Пришел день, и нас вызвали «с вещами». Попрощались с безнадежно усталым и ко всему безразличным генералом Вдовенко. Вывели из пересылки человек 60 и всех набили в воронок. Поездка не была очень длинной, но нас мучила неизвестность и страшная духота. Папа чуть не потерял сознания. Не зная, чем ему помочь, я старался задерживать дыхание, сам не дышать, чтобы «от него» не отнимать глоток воздуха.
Высадили нас во дворе тюрьмы Красная Пресня. Эта тюряга была особого порядка. «Свободная». Нас уже не прятали от других заключенных. Во дворе средь бела дня мы прогуливались и ждали, пола нас распределят. Мы могли разговаривать с кем хотели. Из всех тюремных окон, на которых не было козырьков, а только решетки, высовывались головы, главным образом, «блатняков», которые сразу же вступили в словесную перепалку с новоприбывшими.
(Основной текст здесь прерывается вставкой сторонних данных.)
PR #32, opened 2023-01-10
Feature/token lists

### LINKED ISSUE #10: Form should react to network change
Spec asks us to support Ethereum, BSC, Polygon, Arbitrum, Goerli. The contents of the token select box should change when network is changed, but that may be a concern of #12. Otherwise, we should probably take care to reset token selection on network change, and in general, no form state from the prior selected network should be persisted.

### LINKED ISSUE #11: Add token lists for Ethereum, BSC, Polygon, Arbitrum, Goerli
Per spec:

> Show searchable list of default ERC20 tokens.
> Support for Ethereum, BSC, Polygon, Arbitrum, Goerli.

Integrate into app!

Will we use coingecko token lists for each network?

alexkeating:
#### Description

- Add global context state for token lists and user balances. This may also close #10  but I cam not sure

Closes #11


alexkeating:
Deploy seems like failing because of the lock file. Working to resolve now.

components/TxForm.tsx
```diff
@@ -27,7 +28,7 @@ const tokenList = [
 
 export const TxForm = () => {
   // TODO: Placeholder notification for shielding
-  //
+  const { tokenList } = useToken();
```
mds1, line 31: We can delete the `const tokenList` example data above

hooks/useTokenBalance.tsx
```diff
@@ -0,0 +1,47 @@
...
+];
+
+const useTokenList = ({ tokenList }: { tokenList: TokenListItem[] }) => {
+  const { chain } = useNetwork();
+  const { address } = useAccount();
+
+  const chainId = chain?.id || 1; // default to mainnet if no chain id
+  const { isLoading, error, data } = useSWR(
+    `userTokenList-${chainId}-${tokenList.length}`,
+    async () => {
```
mds1, line 18: Is my understand of `swr` correct that by default this re-fetches the data every 3 seconds? That seems reasonable to me

hooks/useTokenBalance.tsx
```diff
@@ -0,0 +1,47 @@
...
+      let multicallArgs = [];
+      for (const token of tokenList) {
+        multicallArgs.push({
+          abi: ERC20_ABI,
+          functionName: "balanceOf",
+          address: token.address,
+          args: [address],
+        });
+      }
+      const data = await multicall({
```
mds1, line 31: Do you know what the difference is between wagmi's `multicall` and `readContracts`? Seems the latter uses the former under the hood, but with some other stuff around it. Wondering which we should use. Another option would be [`watchMulticall`](https://wagmi.sh/core/actions/watchMulticall) / [`watchReadContracts`](https://wagmi.sh/core/actions/watchReadContracts), not sure how these various approaches compare

hooks/useTokenBalance.tsx
```diff
@@ -0,0 +1,47 @@
...
+      }
+      let multicallArgs = [];
+      for (const token of tokenList) {
+        multicallArgs.push({
+          abi: ERC20_ABI,
+          functionName: "balanceOf",
+          address: token.address,
+          args: [address],
+        });
+      }
```
mds1, line 30: Nit, but a bit cleaner IMO
```suggestion
      const multicallArgs = tokenList.map(token => {
        abi: ERC20_ABI,
        functionName: "balanceOf",
        address: token.address,
        args: [token.address],
      });
```

hooks/useTokenBalance.tsx
```diff
@@ -0,0 +1,47 @@
...
+      const data = await multicall({
+        contracts: multicallArgs,
+      });
+      const tokelistWithUserBalance = [];
+      for (const [i, token] of tokenList.entries()) {
```
mds1, line 35: Same comment about `map` refactor

public/pancakeswap-top-100.json
```diff
@@ -0,0 +1,797 @@
+{
```
mds1, line 1: Do we need to commit this file? I don't think so since we fetch it in `useTokenList`

utils/networks.ts
```diff
@@ -2,23 +2,29 @@ import { isHexString } from "@ethersproject/bytes";
 
 export type NetworkConfig = {
   blockExplorerUrl: string;
+  tokenList: string;
```
mds1, line 5:
```suggestion
  tokenListUrl: string;
```

package.json
```diff
@@ -20,6 +20,7 @@
     "next": "^13.0.3",
     "react": "^18.1.0",
     "react-dom": "^18.1.0",
+    "swr": "^2.0.0",
```
mds1, line 23: _(arbitrary comment location to start a thread)_

I only see 3 tokens in the dropdown when connected to mainnet, is that expected with this PR?

mds1 (commented):
Looks good!

public/pancakeswap-top-100.json
alexkeating: I tried fetching from github. I was getting some cors errors and thought moving it to the repo would be easier with the idea of potentially moving it to IPFS if we want to remove it from our bundle. It still uses the useTokenList method and fetches the local file.

contexts/TokenContext.tsx
```diff
@@ -0,0 +1,53 @@
...
+export type TokenContextType = {
+  tokenList: TokenListContextItem[];
+  isLoading: boolean;
+};
+const initialContext = {
+  isLoading: false,
+  tokenList: [],
+};
+
+const TokenContext = createContext<TokenContextType>(initialContext);
```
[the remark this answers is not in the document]
alexkeating: TokenContext  has the data from useTokenList with the balance value added to it. It stores the value in a higher level state that can be accessed in lower level components.

We need it for the balance info and the regular hooks don't persist data across components. So, if we need to use token data in multiple parts of the app we would be fetching multiple times. That being said we could combine some of these and even remove the context, but then some of the logic would have multiple responsibilities

package.json
alexkeating: Hmm, that actually seems like the changes were missing as those are the placeholder tokens. Mainnet should have a big list and Goerli will only have 2

public/pancakeswap-top-100.json
mds1: Will a browser always load this file in the initial bundle / would it slow page load times with this approach? Regardless, we can always track removing/optimizing this in a separate issue

contexts/TokenContext.tsx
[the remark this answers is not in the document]
mds1: > We need it for the balance info and the regular hooks don't persist data across components. So, if we need to use token data in multiple parts of the app we would be fetching multiple times.

Wdym by this exactly? My understanding was that `useSWR` handles the http requests to persist the response / avoid duplicate fetches when the hook is used in multiple components, by fetch every 3 seconds and caching results instead (my understanding could be wrong)

hooks/useTokenBalance.tsx
alexkeating: I think the default is 2 seconds, but we can add a custom configuration if that is too often. 

Default configuration: https://github.com/vercel/swr/blob/main/_internal/utils/config.ts#L48

hooks/useTokenBalance.tsx
alexkeating: Under the hood readContracts uses multicall and I think the main difference is that reacContracts adds some error handling functionality. Based on [this](https://github.com/wagmi-dev/wagmi/blob/main/packages/core/src/actions/contracts/readContracts.ts#L21) comment. So, I think I should probably change this to readContracts.

The watch methods look cool. The only benefit would be if we listen to block changes because we currently handle refetching on chain  change.

public/pancakeswap-top-100.json
alexkeating: Hm, I am not sure, but I will make a ticket for this optimization

alexkeating: #38

contexts/TokenContext.tsx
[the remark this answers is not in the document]
alexkeating: I think your understanding is correct, but I think SWR has some internal cache in memory that maintains the data.

What I mean by the statement above is instead of sharing data through passing props down through the component tree we could use context which allows us to skip components in the component tree and share state. Regular hooks will only scope data to the component they are being used in unless they are using context or some other state management solution.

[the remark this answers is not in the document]
alexkeating: That being said, it may be simpler to move balances outside of this context because it is seeming more and more likely it will potentially change frequently

package.json
alexkeating: Is this still an issue?

hooks/useTokenBalance.tsx
mds1: That seems fine for now, can always change it later

hooks/useTokenBalance.tsx
mds1: Cool, yea I don't think we need the watch methods currently. Though `multicall` [also](https://github.com/wagmi-dev/wagmi/blob/2beabc6a587880345f62c2fd305b4c1f1b7339e1/packages/core/src/actions/contracts/multicall.ts#L23-L24) supports the `allowFailure` option, so I'm not sure. 

I just asked about the difference [here](https://github.com/wagmi-dev/wagmi/discussions/1652), tracking in https://github.com/ScopeLift/railgun-shielder/issues/39 so marking this resolved

hooks/useTokenBalance.tsx
```diff
@@ -0,0 +1,45 @@
...
+          abi: ERC20_ABI,
+          functionName: "balanceOf",
+          address: token.address,
+          args: [address],
+        };
+      });
+      const data = await readContracts({
+        contracts: readContractsArgs,
+      });
+      const tokelistWithUserBalance = tokenList.map((token, i) => {
```
mds1, line 33: Typo, feel free to self-resolve once the change is made
```suggestion
      const tokenListWithUserBalance = tokenList.map((token, i) => {
```

contexts/TokenContext.tsx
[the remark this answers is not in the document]
mds1: Got it, appreciate the explanation! Deferring to you in case we need an issue to track that, or if the change will come naturally from other changes we make. Feel free to resolve this comment yourself.

package.json
mds1: Nope, thanks!

image

image

hooks/useTokenBalance.tsx
```diff
@@ -0,0 +1,45 @@
+import { TokenListItem } from "@/hooks/useTokenList";
+import { BigNumber } from "@ethersproject/bignumber";
+import { readContracts } from "@wagmi/core";
+import useSWR from "swr";
+import { useAccount, useNetwork } from "wagmi";
+
+export const ERC20_ABI = [
+  "function balanceOf(address owner) view returns (uint256 balance)",
```
wildmolasses, line 8: per @mds1 we can use a wagmi import here:

```js
import { erc20ABI } from "@wagmi/core";
```

hooks/useTokenBalance.tsx
```diff
@@ -0,0 +1,45 @@
...
+];
+
+const useTokenList = ({ tokenList }: { tokenList: TokenListItem[] }) => {
```
wildmolasses, line 11:
```suggestion
const useTokenBalances = ({ tokenList }: { tokenList: TokenListItem[] }) => {
```

hooks/useTokenBalance.tsx
```diff
@@ -0,0 +1,45 @@
...
+          balance: data[i] as BigNumber | null,
+        };
+      });
+      return tokelistWithUserBalance;
+    }
+  );
+  return { isLoading, error, data };
+};
+
+export default useTokenList;
```
wildmolasses, line 45:
```suggestion
export default useTokenBalances;
```

hooks/useTokenList.tsx
```diff
@@ -0,0 +1,34 @@
+import { networks } from "@/utils/networks";
+import useSWR from "swr";
```
wildmolasses, line 2: thought we were going to prefer react-query, are we going with swr instead?

utils/networks.ts
```diff
@@ -2,23 +2,29 @@ import { isHexString } from "@ethersproject/bytes";
 
 export type NetworkConfig = {
   blockExplorerUrl: string;
+  tokenListUrl: string;
 };
 
 export const networks = {
   1: {
     blockExplorerUrl: "https://etherscan.io/",
+    tokenListUrl: "https://gateway.ipfs.io/ipns/tokens.uniswap.org",
```
wildmolasses, line 11: would any part of us rather store these statically?

hooks/useTokenBalance.tsx
```diff
@@ -0,0 +1,45 @@
...
+      }
+      const readContractsArgs = tokenList.map((token) => {
+        return {
+          abi: ERC20_ABI,
+          functionName: "balanceOf",
+          address: token.address,
+          args: [address],
+        };
+      });
+      const data = await readContracts({
```
wildmolasses, line 30: is it the case that this will make n rpc calls for n tokens? perhaps we can consider [`watchMulticall`](https://wagmi.sh/core/actions/watchMulticall) instead, any thoughts?

wildmolasses (commented):
looking great, a couple questions / comments

hooks/useTokenBalance.tsx
mds1: This is good as-is, check out the conversation here + the linked wagmi discussion where I asked them https://github.com/ScopeLift/railgun-shielder/pull/32#discussion_r1066225006

hooks/useTokenList.tsx
mds1: @alexkeating has experience with react-query, so think we said we're going to try swr on this project since it's supposed to be a bit simpler (and consequently less flexible as app grows) + it's by vercel/next team so should play nicely together

utils/networks.ts
mds1: Good question. AFAIK we don't have a spec on what tokens specifically to support, so I'd say we can leave it as is for now and revisit/simplify in a future PR

hooks/useTokenBalance.tsx
wildmolasses: ah gotcha thanks

hooks/useTokenList.tsx
alexkeating: Oh sorry I didn't mention this, but along with Matt's reasons above I tried setting up react-query with next and it was causing some errors. Since we weren't strongly opposed to SWR I switched over because there was less friction setting it up.

wildmolasses: sg!

utils/networks.ts
alexkeating: #43

hooks/useTokenBalance.tsx
alexkeating: I don't know why but using this abi causes some new type errors. Spent a little time trying to fix, but seems good enough and maybe an improvement we can make later. FYI the type issue was 

```
Type error: Conversion of type '{} & readonly unknown[]' to type 'BigNumber | null' may be a mistake 
because neither type sufficiently overlaps with the other. If this was intentional, convert the expre
ssion to 'unknown' first.

  31 |         return {
  32 |           ...token,
> 33 |           balance: data[i] as BigNumber | null,
     |                    ^
  34 |         };
  35 |       });
  36 |       return tokelistWithUserBalance;
```

alexkeating:
Fixed or responded to outstanding feedback

hooks/useTokenBalance.tsx
```diff
@@ -0,0 +1,45 @@
...
+          balance: data[i] as BigNumber | null,
+        };
+      });
+      return tokenListWithUserBalance;
+    }
+  );
+  return { isLoading, error, data };
+};
+
+export default useTokenBalances;
```
wildmolasses, line 45: nit: can we change the filename to match the export

wildmolasses (approved):
lgtm, 1 small nit

hooks/useTokenBalance.tsx
wildmolasses: it's a nit, let's track in #44 ; all good!

mds1 (approved):
LGTM pending remaining comments from @wildmolasses

Issue #12, opened 2023-01-04
Token dropdown: make it modal, searchable, react to network change


wildmolasses:
From reqs:

> Show searchable list of default ERC20 tokens.

Although we're merely trying to meet the requirement of a searchable token list, that req necessitates a significant component build out for the token select. UI inspo via app.uniswap.org is strongly encouraged. Let's also make sure the token list reacts to network change.

PR #34, opened 2023-01-11
Initial railgun quickstart sdk integration

### LINKED ISSUE #35: Ask for shield private key and store in context

wildmolasses:
Meant to demonstrate the basic flow to compose and execute an erc20 shield, with a bunch of rough edges and shortcuts taken!

Think this resolves #35 , what do you think?


components/TxForm.tsx
```diff
@@ -29,6 +52,108 @@ export const TxForm = () => {
   // TODO: Placeholder notification for shielding
   //
   const { notifyUser } = useNotifications();
+  let abi = [
+    "function transfer(address,uint256) returns (bool)",
+    "function approve(address,uint256) returns (bool)",
+  ];
```
mds1, line 58: Can replace this with `import { erc20ABI } from '@wagmi/core'`: https://wagmi.sh/core/constants/abis

components/TxForm.tsx
```diff
@@ -4,6 +4,29 @@ import { FormControl, FormLabel } from "@chakra-ui/form-control";
...
+} from "@railgun-community/quickstart";
+import {
+  RailgunERC20AmountRecipient,
+  NetworkName,
+  TransactionGasDetailsSerialized,
+  EVMGasType,
+  NETWORK_CONFIG,
+  deserializeTransaction,
+} from "@railgun-community/shared-models";
+import { BigNumber, Signer, ethers, constants } from "ethers";
```
mds1, line 22: I like to avoid importing the full `ethers` object directly and instead import the specific things you need, in this particular case `import type { TransactionRequest } from '@ethersproject/providers'`. Similarly, `import { MaxUint256 } from '@ethersproject/constants'` can be used instead of importing all constants

 The reason is because I don't know how good tree shaking is and don't want to accidentally leave in the full ethers bundle. _In theory_ this shouldn't matter, but just wanted to mention it in case you have any thoughts here. Not saying we must change this, feel free to resolve this comment yourself

components/TxForm.tsx
```diff
@@ -29,6 +52,108 @@ export const TxForm = () => {
...
+      await (signer as Signer).signMessage(
+        getShieldPrivateKeySignatureMessage()
+      )
+    );
+
+    // if (!doErc20Approval) throw "not prepared";
+    // await doErc20Approval();
+
+    // Public wallet to shield from.
+    const fromWalletAddress = address as `0x{string}`;
```
mds1, line 100: Is this type correct? 
image

components/TxForm.tsx
```diff
@@ -29,6 +52,108 @@ export const TxForm = () => {
...
+    // Public wallet to shield from.
+    transactionRequest.from = address;
+    const tx = await signer?.sendTransaction(transactionRequest);
+    console.log(tx);
+    await tx?.wait().then(() => {
+      notifyUser({
+        alertType: "success",
+        message: "Token was shielded successfully",
+      });
+    });
```
mds1, line 154: Let's make sure we're handling all scenarios here: https://docs.ethers.org/v5/single-page/#/v5/api/providers/types/-%23-providers-TransactionResponse

If the tx reverts the promise rejects so we should catch that. We should also get the receipt returned by `tx.wait()` and sanity check the status is 1, not zero

util/walletAddress.ts
```diff
@@ -0,0 +1,18 @@
+import { createRailgunWallet } from "@railgun-community/quickstart";
+import { entropyToMnemonic, hexValue, randomBytes } from "ethers/lib/utils.js";
+
+/**
+ * @notice Tool to generate a random railgun address.
+ * @returns Railgun address (0zk...123).
+ */
+export const randomWalletAddress = async () => {
```
mds1, line 8: What was this for? Seems it's unused anyway, so should we delete it?

mds1 (commented):
I know this is draft still, so only left a few comments

components/TxForm.tsx
wildmolasses: yeah, down for all that; given that transaction handling will likely be relocated and dealt with in another feature i'm inclined to leave as is here with a TODO, what do you think?

util/walletAddress.ts
wildmolasses: sounds good

components/TxForm.tsx
mds1: TODO works for me!

util/walletAddress.ts
wildmolasses: removed, thanks!

components/TxForm.tsx
wildmolasses: added TODO: https://github.com/ScopeLift/railgun-shielder/pull/34/files#diff-809389dcad3e410c420c6a1e2225d2a9a33a40fa577026c2b17ca4e51f73f36dR134

components/TxForm.tsx
wildmolasses: yeah, the quickstart sdk has a specific address type that we need to conform to which is `0x{string}`. Perhaps we should use some kind of [type predicate](https://www.typescriptlang.org/docs/handbook/2/narrowing.html#using-type-predicates).

components/TxForm.tsx
wildmolasses: done https://github.com/ScopeLift/railgun-shielder/blob/e933fe01d57c55ab1872747249001094eb43d487/components/TxForm.tsx#L21

components/TxForm.tsx
```diff
@@ -1,34 +1,143 @@
 import useNotifications from "@/hooks/useNotifications";
+import useShieldPrivateKey from "@/hooks/useShieldPrivateKey";
```
mds1, line 2: _(arbitrary comment location to start a thread)_

When I type into the token amount field I get this error

image

components/TxForm.tsx
```diff
@@ -1,34 +1,143 @@
...
 import { Button } from "@chakra-ui/button";
 import { FormControl, FormLabel } from "@chakra-ui/form-control";
 import { Input, InputGroup, InputRightElement } from "@chakra-ui/input";
 import { Box, Flex } from "@chakra-ui/layout";
 import { Select } from "@chakra-ui/select";
+import {
```
mds1, line 8: _(arbitrary comment location to start a thread)_

When I click the WETH token (connect to goerli) it never actually selects as seen in this gif

CleanShot 2023-01-12 at 13 47 17

.vscode/launch.json
```diff
@@ -0,0 +1,28 @@
+{
```
mds1, line 1: _(arbitrary comment location to start a thread)_

> Think this resolves https://github.com/ScopeLift/railgun-shielder/issues/35 , what do you think?

Seems it only asks for my signature the first time in a session, so I'd say yes

.vscode/launch.json
```diff
@@ -0,0 +1,28 @@
...
+  "version": "0.2.0",
```
mds1, line 2: _(arbitrary comment location to start a thread)_

I have WETH in my wallet but am unable to do the shielding. I sign the message, but never get the approve or shield tx prompts. Instead I get this error, using metamask + goerli

image

wildmolasses: the approve is currently commented out

components/TxForm.tsx
```diff
@@ -1,34 +1,143 @@
...
-    logoURI: "https://assets.coingecko…humb/AAVE.png?1601374110",
+    logoURI: "",
   },
 ];
 
 export const TxForm = () => {
-  // TODO: Placeholder notification for shielding
-  //
-  const { notifyUser } = useNotifications();
+  const network = NetworkName.EthereumGoerli;
```
alexkeating, line 45: Maybe create a ticket to add this to the network global state.

.vscode/launch.json
mds1: Can you give more context here? Should that be uncommented out in this PR, or are we handling that in a follow up PR somewhere? (took a quick look and don't see an issue for approvals)

pages/index.tsx
```diff
@@ -1,16 +1,27 @@
...
 const Home: NextPage = () => {
+  const [isProviderLoaded, setProviderLoaded] = useState<Boolean>(false);
+  useEffect(() => {
+    const fn = async () => {
+      await loadProviders();
+      setProviderLoaded(true);
+      console.log(true);
+    };
+    fn();
+  }, []);
```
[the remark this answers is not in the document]
wildmolasses: in this case, we are wanting an assurance that providers have been loaded into railgun. In any case, we should do this more elegantly; tracking in #37

components/TxForm.tsx
wildmolasses: tracking here https://github.com/ScopeLift/railgun-shielder/issues/41

.vscode/launch.json
wildmolasses: i'm uncommenting it, and we will track a more elegant `approve` in #42

components/TxForm.tsx
wildmolasses: should be fixed now

components/TxForm.tsx
wildmolasses: made a small fix so that this is no longer happening
we will be replacing this select component in #12

alexkeating (approved):

.vscode/launch.json
mds1: I know you have #42 for more elegant approve, but so far I haven't successfully shielded anything on this branch which is why I haven't approved yet 😅

mds1: Now that my approval tx went through, I went through the flow again and it does work now! So I guess we can mark this resolved? Will defer to you, but if so consider this approved from me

Мы перестали быть «элитой». Советское правосудие было удовлетворено. Оно «облекло» наши преступления в параграфы и сроки по Кодексу советского союза. Где-то в архив положено было наше дело. «Контрики» отправлялись на работу, и когда и где они сдохнут — больше никого не интересовало. Хочешь вешаться — вешайся! Разбить голову? Бей по первому камню!
Я поддерживал отца, и мы, как нектар, пили свежий воздух. Мы радовались каждой минуте, проведенной под открытым небом. У отца этот избыток кислорода вызвал в первый момент сильное головокружение и даже, как ни странно, позыв рвоты.
Нас поразил тон надзирателей, которые, подходя к нам, говорили громко, даже весело, называя всех «парями» или «мужиками». Мы с интересом прислушивались к тому, что во всю глотку орали заключенные, торчащие в окнах.
— Эй! Фрайеры (простаки)! Из какой голубушки?
— С Бутырки! вопили им в ответ прибывшие с нами блатные.
Кто-то узнал «кореша», дружка по блату, имевшего свою воровскую кличку:
— Давай, Мишка — рука! Просись сюды, в камеру 162! Все своя шпана, да прихвати и того фрайера, у которого прохоря и лепеха, как надо!
Мы ничего не понимали, но нам сразу же объяснили, что Мишку-руку уговаривали захватить с собой папу, чьи сапоги прохоря и форма — лепеха, привлекли глаза «урок».
Даже изрезанные и вспоротые, они бросались в глаза своей необычной для СССР добротностью.
Там же я узнал, что выражение «оторвать угол» означало кражу чемодана у тех, кто их еще имел. Это были, главным образом, москвичи, попавшие в передрягу прямо из дому.
В предыдущих тюрьмах мы не соприкасались с уголовным миром СССР, и новый русский язык производил на нас ошеломляющее впечатление. Мы долю не могли привыкнуть к тому, что «опять» исчезло из употребления и заменено глупейшим и бессмысленным «обратно» (вроде — «обратно пошел дождь!и т. д.), но «блатной язык» из тюрем и лагерей просочился в страну, и многие его выражения совершенно вытеснили русские общепонятные слова.
На лагерном блатном языке говорит ежедневно 20 миллионов людей. Часть из них возвращается на волю и выносит его с собой, заряжая жаргоном остальных. Мне стало понятным, откуда знаменитый Меркулов так хорошо знал все лагерные выражения, с которыми в то время мы еще не были знакомы.
Выросши в Югославии, учась в сербских учебных заведениях, я сохранил, благодаря вниманию и заботам моих родителей, совершенно чистый русский язык. В лагерях меня сразу же определяли, как «иностранца, хорошо говорящего по-московски», т. е. правильно и грамматически, но, раздумав, прибавляли: никак из американцев будет! Почему-то решив, что моя физиономия — американского типа.